%%

PR #530, opened 2021-10-08
Simplify bundling udp_sender

punkfest:
Bundling with webpack / esbuild is hard due to the use of `__dirname + "../"` for the udp sender.

Add a helper function in src/thrift.js that returns an absolute path to
agent.thrift, without using "../". This is done to simplify bundling with
webpack or esbuild: assume an app is bundled to /app/index.js, if we resolve
a path to "../thrift-idl/etc", the file will be loaded from /thrift-idl/etc,
which is at the root of the filesystem.

Adjust README to support udp-sender.

This commit is a continuation of #441.


yurishkuro (approved):

punkfest:
Thank you! May I ask how often you tag and release changes to npm? No pressure, iirc I can patch the locally installed package with some override

yurishkuro:
released 3.19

%%

- _What you have to do_:
Each record above must be given again exactly as written.

- _Response to this task_:
PR #530, opened 2021-10-08
Simplify bundling udp_sender

punkfest:
Bundling with webpack / esbuild is hard due to the use of `__dirname + "../"` for the udp sender.

Add a helper function in src/thrift.js that returns an absolute path to
agent.thrift, without using "../". This is done to simplify bundling with
webpack or esbuild: assume an app is bundled to /app/index.js, if we resolve
a path to "../thrift-idl/etc", the file will be loaded from /thrift-idl/etc,
which is at the root of the filesystem.

Adjust README to support udp-sender.

This commit is a continuation of #441.


yurishkuro (approved):

punkfest:
Thank you! May I ask how often you tag and release changes to npm? No pressure, iirc I can patch the locally installed package with some override

yurishkuro:
released 3.19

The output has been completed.